--- Task statement ---
Could you write out all the records once more, exactly?

--- Information shown ---
PR #7125, opened 2018-05-22
Add entry for dm-macro package

truemoid:

### DIFF
--- a/repository/d.json
+++ b/repository/d.json
@@ -939,6 +939,16 @@
 			]
 		},
 		{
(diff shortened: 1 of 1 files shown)


truemoid:
The '.sublime-syntax' format is supported in the stable releases of Sublime Text 3. The older specification should not need to be supported. Do I need to provide a '.tmLanguage' file to progress this package?

Thom1729:
I'd recommend factoring some of the repeated regexp snippets out into variables.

--- Result ---
PR #7125, opened 2018-05-22
Add entry for dm-macro package

truemoid:

### DIFF
--- a/repository/d.json
+++ b/repository/d.json
@@ -939,6 +939,16 @@
 			]
 		},
 		{
(diff shortened: 1 of 1 files shown)


truemoid:
The '.sublime-syntax' format is supported in the stable releases of Sublime Text 3. The older specification should not need to be supported. Do I need to provide a '.tmLanguage' file to progress this package?

Thom1729:
I'd recommend factoring some of the repeated regexp snippets out into variables.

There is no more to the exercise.